_TASK REQUIREMENTS_
The records are to be reproduced verbatim.

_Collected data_

****************

PR #4416, opened 2018-06-07
trezor: do not rely on deprecated ckd_public

matejcik:
electrum has its own xpub parsing method; use that in favor of Trezor's which is now considered private and moved away

### DIFF
--- a/plugins/trezor/trezor.py
+++ b/plugins/trezor/trezor.py
@@ -3,7 +3,7 @@ import traceback
 import sys
 
 from electrum.util import bfh, bh2u, versiontuple, UserCancelled
-from electrum.bitcoin import (b58_address_to_hash160, xpub_from_pubkey,
+from electrum.bitcoin import (b58_address_to_hash160, xpub_from_pubkey, deserialize_xpub,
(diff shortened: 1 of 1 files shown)


plugins/trezor/trezor.py
```diff
@@ -268,6 +266,12 @@ def _initialize_device(self, settings, method, device_id, wizard, handler):
             client.load_device_by_xprv(item, pin, passphrase_protection,
                                        label, language)
 
+    def _make_node_path(self, xpub, address_n):
+        xtype, depth, fingerprint, child_num, chain_code, key = bitcoin.deserialize_xpub(xpub)
```
SomberNight: you need
```python
fingerprint = struct.unpack('>I', fingerprint)[0]
child_num   = struct.unpack('>I', child_num)[0]
```

SomberNight: `bitcoin` is not imported

SomberNight:
In multisig wallets that involve a trezor cosigner.

matejcik:
this seems to work then

SomberNight:
Great; thanks.

Issue #4406, opened 2018-06-04
Failure to sweep Bitcoin Core P2SH segwit private key: "No inputs found."


rapodaca:
All on testnet:

On Bitcoin Core 0.16:

- created a new default wallet
- accepted payment from the Receive tab
- obtained address by double-clicking (P2SH-segwit, starts with "2")
- obtained private key from Console with dumpprivkey <address>
- block explorer shows address has funds

On Electrum 3.1.3:

- created a new default wallet
- Wallet>Private Keys>Sweep
- pasted private key from Bitcoin Core
- error: "No inputs found. (Note that inputs need to be confirmed)"

I was expecting Electrum to sweep. Instead, it gave an error.

Electrum wallet created with import defaults to P2PKH, giving wrong address.

My interpretation:

Bitcoin Core is creating segwit-P2SH addresses by default. However, Electrum doesn't know this and is attempting to scan for P2PKH based off of private key.

Electrum finds no P2PKH outputs matching private key, so reports an error.

Is it possible to import into Electrum a Bitcoin Core 0.16.0 default private key?

SomberNight:
Prefix the WIF key with `p2wpkh-p2sh:`.

Related:
https://github.com/spesmilo/electrum/pull/3925
https://github.com/spesmilo/electrum/blob/f0daf2d37bb7043105230d32ca3b179e06b17b15/RELEASE-NOTES#L88-L91

rapodaca:
Worked - thanks!

PR #4425, opened 2018-06-10
Qt: show WIF help in import(x2) and sweep dialogs

SomberNight:
Our custom prefix types, and their existence, is word of mouth on e.g. reddit atm.

Related: https://github.com/spesmilo/electrum/issues/4406 

wif_help
wif_help2
wif_help3


bauerj:
I think it looks a bit odd having a "?" button just below the "?" button of the window.

Also: Can't we just assume that users only import keys of the same type in one batch? If so, we could add a drop-down menu to choose the type for all keys in the list.

SomberNight:
> I think it looks a bit odd having a "?" button just below the "?" button of the window.

Hmm, yeah, ok, I must have selective vision because I did not notice until you said so, but now it bothers me a bit :D

> Can't we just assume that users only import keys of the same type in one batch?

Well, on the sweep screen, that would affect the number of on-chain txns needed.
In the wizard, it would suggest that imported wallets cannot have mixed script types (only "suggest"; as after creation, the user could import other keys).

SomberNight:
Now it looks like this:
wif_help4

****************

_THE COMPLETED TASK_
PR #4416, opened 2018-06-07
trezor: do not rely on deprecated ckd_public

matejcik:
electrum has its own xpub parsing method; use that in favor of Trezor's which is now considered private and moved away

### DIFF
--- a/plugins/trezor/trezor.py
+++ b/plugins/trezor/trezor.py
@@ -3,7 +3,7 @@ import traceback
 import sys
 
 from electrum.util import bfh, bh2u, versiontuple, UserCancelled
-from electrum.bitcoin import (b58_address_to_hash160, xpub_from_pubkey,
+from electrum.bitcoin import (b58_address_to_hash160, xpub_from_pubkey, deserialize_xpub,
(diff shortened: 1 of 1 files shown)


plugins/trezor/trezor.py
```diff
@@ -268,6 +266,12 @@ def _initialize_device(self, settings, method, device_id, wizard, handler):
             client.load_device_by_xprv(item, pin, passphrase_protection,
                                        label, language)
 
+    def _make_node_path(self, xpub, address_n):
+        xtype, depth, fingerprint, child_num, chain_code, key = bitcoin.deserialize_xpub(xpub)
```
SomberNight: you need
```python
fingerprint = struct.unpack('>I', fingerprint)[0]
child_num   = struct.unpack('>I', child_num)[0]
```

SomberNight: `bitcoin` is not imported

SomberNight:
In multisig wallets that involve a trezor cosigner.

matejcik:
this seems to work then

SomberNight:
Great; thanks.

Issue #4406, opened 2018-06-04
Failure to sweep Bitcoin Core P2SH segwit private key: "No inputs found."


rapodaca:
All on testnet:

On Bitcoin Core 0.16:

- created a new default wallet
- accepted payment from the Receive tab
- obtained address by double-clicking (P2SH-segwit, starts with "2")
- obtained private key from Console with dumpprivkey <address>
- block explorer shows address has funds

On Electrum 3.1.3:

- created a new default wallet
- Wallet>Private Keys>Sweep
- pasted private key from Bitcoin Core
- error: "No inputs found. (Note that inputs need to be confirmed)"

I was expecting Electrum to sweep. Instead, it gave an error.

Electrum wallet created with import defaults to P2PKH, giving wrong address.

My interpretation:

Bitcoin Core is creating segwit-P2SH addresses by default. However, Electrum doesn't know this and is attempting to scan for P2PKH based off of private key.

Electrum finds no P2PKH outputs matching private key, so reports an error.

Is it possible to import into Electrum a Bitcoin Core 0.16.0 default private key?

SomberNight:
Prefix the WIF key with `p2wpkh-p2sh:`.

Related:
https://github.com/spesmilo/electrum/pull/3925
https://github.com/spesmilo/electrum/blob/f0daf2d37bb7043105230d32ca3b179e06b17b15/RELEASE-NOTES#L88-L91

rapodaca:
Worked - thanks!

PR #4425, opened 2018-06-10
Qt: show WIF help in import(x2) and sweep dialogs

SomberNight:
Our custom prefix types, and their existence, is word of mouth on e.g. reddit atm.

Related: https://github.com/spesmilo/electrum/issues/4406 

wif_help
wif_help2
wif_help3


bauerj:
I think it looks a bit odd having a "?" button just below the "?" button of the window.

Also: Can't we just assume that users only import keys of the same type in one batch? If so, we could add a drop-down menu to choose the type for all keys in the list.

SomberNight:
> I think it looks a bit odd having a "?" button just below the "?" button of the window.

Hmm, yeah, ok, I must have selective vision because I did not notice until you said so, but now it bothers me a bit :D

> Can't we just assume that users only import keys of the same type in one batch?

Well, on the sweep screen, that would affect the number of on-chain txns needed.
In the wizard, it would suggest that imported wallets cannot have mixed script types (only "suggest"; as after creation, the user could import other keys).

SomberNight:
Now it looks like this:
wif_help4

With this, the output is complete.